**Records for the exercise:**
[Start of Attachment]
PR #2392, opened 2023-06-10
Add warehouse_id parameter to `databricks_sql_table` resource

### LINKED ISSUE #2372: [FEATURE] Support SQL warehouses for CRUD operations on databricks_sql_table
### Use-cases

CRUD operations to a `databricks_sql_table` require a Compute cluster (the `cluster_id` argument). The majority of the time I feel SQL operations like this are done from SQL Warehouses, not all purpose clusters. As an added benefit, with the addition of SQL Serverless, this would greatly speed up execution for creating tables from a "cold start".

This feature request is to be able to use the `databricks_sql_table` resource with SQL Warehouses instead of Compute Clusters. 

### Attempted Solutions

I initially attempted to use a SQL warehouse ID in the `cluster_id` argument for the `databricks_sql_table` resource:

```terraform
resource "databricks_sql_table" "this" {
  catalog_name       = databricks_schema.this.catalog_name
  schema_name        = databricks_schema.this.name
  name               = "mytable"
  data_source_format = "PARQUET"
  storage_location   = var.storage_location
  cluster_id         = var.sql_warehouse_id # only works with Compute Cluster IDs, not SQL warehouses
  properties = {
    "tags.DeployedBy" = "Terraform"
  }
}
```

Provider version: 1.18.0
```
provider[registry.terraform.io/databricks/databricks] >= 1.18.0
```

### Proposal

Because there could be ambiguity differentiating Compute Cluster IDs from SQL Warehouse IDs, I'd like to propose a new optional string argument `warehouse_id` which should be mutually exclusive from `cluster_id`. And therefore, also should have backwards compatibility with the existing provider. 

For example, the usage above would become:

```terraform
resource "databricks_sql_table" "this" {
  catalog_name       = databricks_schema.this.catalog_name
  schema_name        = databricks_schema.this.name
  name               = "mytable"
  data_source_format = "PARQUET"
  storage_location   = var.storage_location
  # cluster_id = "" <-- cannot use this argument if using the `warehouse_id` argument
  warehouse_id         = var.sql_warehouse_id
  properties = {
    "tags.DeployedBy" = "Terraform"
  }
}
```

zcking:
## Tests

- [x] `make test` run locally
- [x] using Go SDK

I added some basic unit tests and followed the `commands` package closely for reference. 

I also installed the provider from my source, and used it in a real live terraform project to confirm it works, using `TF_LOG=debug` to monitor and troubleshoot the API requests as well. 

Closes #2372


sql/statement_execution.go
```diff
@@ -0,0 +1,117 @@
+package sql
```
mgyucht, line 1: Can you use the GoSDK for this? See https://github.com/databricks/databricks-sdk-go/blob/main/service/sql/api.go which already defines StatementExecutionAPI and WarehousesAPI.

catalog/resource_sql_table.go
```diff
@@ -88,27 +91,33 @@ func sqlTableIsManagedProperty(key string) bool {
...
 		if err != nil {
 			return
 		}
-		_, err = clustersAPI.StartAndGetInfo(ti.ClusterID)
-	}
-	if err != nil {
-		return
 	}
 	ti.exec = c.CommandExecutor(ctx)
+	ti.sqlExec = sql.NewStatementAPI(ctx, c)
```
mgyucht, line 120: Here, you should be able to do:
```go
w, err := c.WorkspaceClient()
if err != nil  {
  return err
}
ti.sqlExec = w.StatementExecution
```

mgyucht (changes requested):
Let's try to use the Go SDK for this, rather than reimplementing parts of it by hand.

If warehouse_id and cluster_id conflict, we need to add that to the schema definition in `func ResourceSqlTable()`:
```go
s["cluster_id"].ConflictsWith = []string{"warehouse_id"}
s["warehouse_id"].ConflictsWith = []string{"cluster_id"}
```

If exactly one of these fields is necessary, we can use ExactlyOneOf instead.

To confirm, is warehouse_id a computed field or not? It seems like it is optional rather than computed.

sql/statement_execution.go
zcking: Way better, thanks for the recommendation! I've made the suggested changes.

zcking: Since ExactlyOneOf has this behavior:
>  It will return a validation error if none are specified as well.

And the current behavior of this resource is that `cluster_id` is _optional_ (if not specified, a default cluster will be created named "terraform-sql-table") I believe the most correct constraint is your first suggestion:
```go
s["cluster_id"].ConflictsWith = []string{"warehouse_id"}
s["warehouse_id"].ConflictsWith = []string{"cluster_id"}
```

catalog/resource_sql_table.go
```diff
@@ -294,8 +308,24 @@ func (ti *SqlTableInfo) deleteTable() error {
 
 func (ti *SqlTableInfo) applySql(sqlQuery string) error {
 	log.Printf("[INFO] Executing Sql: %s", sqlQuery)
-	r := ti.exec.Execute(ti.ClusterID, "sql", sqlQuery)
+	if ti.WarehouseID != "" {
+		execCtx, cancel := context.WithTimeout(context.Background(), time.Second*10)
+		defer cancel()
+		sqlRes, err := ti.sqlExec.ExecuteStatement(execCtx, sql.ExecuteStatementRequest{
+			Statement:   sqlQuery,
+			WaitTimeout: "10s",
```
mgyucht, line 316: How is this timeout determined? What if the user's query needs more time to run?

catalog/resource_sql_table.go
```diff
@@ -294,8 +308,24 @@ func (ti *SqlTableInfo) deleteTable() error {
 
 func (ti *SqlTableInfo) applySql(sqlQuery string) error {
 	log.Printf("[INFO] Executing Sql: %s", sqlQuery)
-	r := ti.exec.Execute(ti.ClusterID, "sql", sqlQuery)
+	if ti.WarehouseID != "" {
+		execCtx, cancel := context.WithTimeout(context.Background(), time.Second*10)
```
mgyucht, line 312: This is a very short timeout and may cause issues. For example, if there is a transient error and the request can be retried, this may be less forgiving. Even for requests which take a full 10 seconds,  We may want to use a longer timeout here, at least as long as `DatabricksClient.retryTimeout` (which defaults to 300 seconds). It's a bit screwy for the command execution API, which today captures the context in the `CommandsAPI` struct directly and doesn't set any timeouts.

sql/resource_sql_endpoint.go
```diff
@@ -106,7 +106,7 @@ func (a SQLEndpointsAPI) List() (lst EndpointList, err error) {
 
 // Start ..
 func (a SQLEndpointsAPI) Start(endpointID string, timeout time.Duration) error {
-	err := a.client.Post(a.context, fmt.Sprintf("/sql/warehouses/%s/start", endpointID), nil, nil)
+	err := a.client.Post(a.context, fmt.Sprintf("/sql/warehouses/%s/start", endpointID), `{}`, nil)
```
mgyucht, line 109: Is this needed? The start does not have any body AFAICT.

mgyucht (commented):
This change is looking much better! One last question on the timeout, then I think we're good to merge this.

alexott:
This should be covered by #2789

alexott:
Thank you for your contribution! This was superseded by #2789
[End of Attachment]
**Problem to work on:** Would you return all of the data exactly as it stands above?

**Solved problem:**
PR #2392, opened 2023-06-10
Add warehouse_id parameter to `databricks_sql_table` resource

### LINKED ISSUE #2372: [FEATURE] Support SQL warehouses for CRUD operations on databricks_sql_table
### Use-cases

CRUD operations to a `databricks_sql_table` require a Compute cluster (the `cluster_id` argument). The majority of the time I feel SQL operations like this are done from SQL Warehouses, not all purpose clusters. As an added benefit, with the addition of SQL Serverless, this would greatly speed up execution for creating tables from a "cold start".

This feature request is to be able to use the `databricks_sql_table` resource with SQL Warehouses instead of Compute Clusters. 

### Attempted Solutions

I initially attempted to use a SQL warehouse ID in the `cluster_id` argument for the `databricks_sql_table` resource:

```terraform
resource "databricks_sql_table" "this" {
  catalog_name       = databricks_schema.this.catalog_name
  schema_name        = databricks_schema.this.name
  name               = "mytable"
  data_source_format = "PARQUET"
  storage_location   = var.storage_location
  cluster_id         = var.sql_warehouse_id # only works with Compute Cluster IDs, not SQL warehouses
  properties = {
    "tags.DeployedBy" = "Terraform"
  }
}
```

Provider version: 1.18.0
```
provider[registry.terraform.io/databricks/databricks] >= 1.18.0
```

### Proposal

Because there could be ambiguity differentiating Compute Cluster IDs from SQL Warehouse IDs, I'd like to propose a new optional string argument `warehouse_id` which should be mutually exclusive from `cluster_id`. And therefore, also should have backwards compatibility with the existing provider. 

For example, the usage above would become:

```terraform
resource "databricks_sql_table" "this" {
  catalog_name       = databricks_schema.this.catalog_name
  schema_name        = databricks_schema.this.name
  name               = "mytable"
  data_source_format = "PARQUET"
  storage_location   = var.storage_location
  # cluster_id = "" <-- cannot use this argument if using the `warehouse_id` argument
  warehouse_id         = var.sql_warehouse_id
  properties = {
    "tags.DeployedBy" = "Terraform"
  }
}
```

zcking:
## Tests

- [x] `make test` run locally
- [x] using Go SDK

I added some basic unit tests and followed the `commands` package closely for reference. 

I also installed the provider from my source, and used it in a real live terraform project to confirm it works, using `TF_LOG=debug` to monitor and troubleshoot the API requests as well. 

Closes #2372


sql/statement_execution.go
```diff
@@ -0,0 +1,117 @@
+package sql
```
mgyucht, line 1: Can you use the GoSDK for this? See https://github.com/databricks/databricks-sdk-go/blob/main/service/sql/api.go which already defines StatementExecutionAPI and WarehousesAPI.

catalog/resource_sql_table.go
```diff
@@ -88,27 +91,33 @@ func sqlTableIsManagedProperty(key string) bool {
...
 		if err != nil {
 			return
 		}
-		_, err = clustersAPI.StartAndGetInfo(ti.ClusterID)
-	}
-	if err != nil {
-		return
 	}
 	ti.exec = c.CommandExecutor(ctx)
+	ti.sqlExec = sql.NewStatementAPI(ctx, c)
```
mgyucht, line 120: Here, you should be able to do:
```go
w, err := c.WorkspaceClient()
if err != nil  {
  return err
}
ti.sqlExec = w.StatementExecution
```

mgyucht (changes requested):
Let's try to use the Go SDK for this, rather than reimplementing parts of it by hand.

If warehouse_id and cluster_id conflict, we need to add that to the schema definition in `func ResourceSqlTable()`:
```go
s["cluster_id"].ConflictsWith = []string{"warehouse_id"}
s["warehouse_id"].ConflictsWith = []string{"cluster_id"}
```

If exactly one of these fields is necessary, we can use ExactlyOneOf instead.

To confirm, is warehouse_id a computed field or not? It seems like it is optional rather than computed.

sql/statement_execution.go
zcking: Way better, thanks for the recommendation! I've made the suggested changes.

zcking: Since ExactlyOneOf has this behavior:
>  It will return a validation error if none are specified as well.

And the current behavior of this resource is that `cluster_id` is _optional_ (if not specified, a default cluster will be created named "terraform-sql-table") I believe the most correct constraint is your first suggestion:
```go
s["cluster_id"].ConflictsWith = []string{"warehouse_id"}
s["warehouse_id"].ConflictsWith = []string{"cluster_id"}
```

catalog/resource_sql_table.go
```diff
@@ -294,8 +308,24 @@ func (ti *SqlTableInfo) deleteTable() error {
 
 func (ti *SqlTableInfo) applySql(sqlQuery string) error {
 	log.Printf("[INFO] Executing Sql: %s", sqlQuery)
-	r := ti.exec.Execute(ti.ClusterID, "sql", sqlQuery)
+	if ti.WarehouseID != "" {
+		execCtx, cancel := context.WithTimeout(context.Background(), time.Second*10)
+		defer cancel()
+		sqlRes, err := ti.sqlExec.ExecuteStatement(execCtx, sql.ExecuteStatementRequest{
+			Statement:   sqlQuery,
+			WaitTimeout: "10s",
```
mgyucht, line 316: How is this timeout determined? What if the user's query needs more time to run?

catalog/resource_sql_table.go
```diff
@@ -294,8 +308,24 @@ func (ti *SqlTableInfo) deleteTable() error {
 
 func (ti *SqlTableInfo) applySql(sqlQuery string) error {
 	log.Printf("[INFO] Executing Sql: %s", sqlQuery)
-	r := ti.exec.Execute(ti.ClusterID, "sql", sqlQuery)
+	if ti.WarehouseID != "" {
+		execCtx, cancel := context.WithTimeout(context.Background(), time.Second*10)
```
mgyucht, line 312: This is a very short timeout and may cause issues. For example, if there is a transient error and the request can be retried, this may be less forgiving. Even for requests which take a full 10 seconds,  We may want to use a longer timeout here, at least as long as `DatabricksClient.retryTimeout` (which defaults to 300 seconds). It's a bit screwy for the command execution API, which today captures the context in the `CommandsAPI` struct directly and doesn't set any timeouts.

sql/resource_sql_endpoint.go
```diff
@@ -106,7 +106,7 @@ func (a SQLEndpointsAPI) List() (lst EndpointList, err error) {
 
 // Start ..
 func (a SQLEndpointsAPI) Start(endpointID string, timeout time.Duration) error {
-	err := a.client.Post(a.context, fmt.Sprintf("/sql/warehouses/%s/start", endpointID), nil, nil)
+	err := a.client.Post(a.context, fmt.Sprintf("/sql/warehouses/%s/start", endpointID), `{}`, nil)
```
mgyucht, line 109: Is this needed? The start does not have any body AFAICT.

mgyucht (commented):
This change is looking much better! One last question on the timeout, then I think we're good to merge this.

alexott:
This should be covered by #2789

alexott:
Thank you for your contribution! This was superseded by #2789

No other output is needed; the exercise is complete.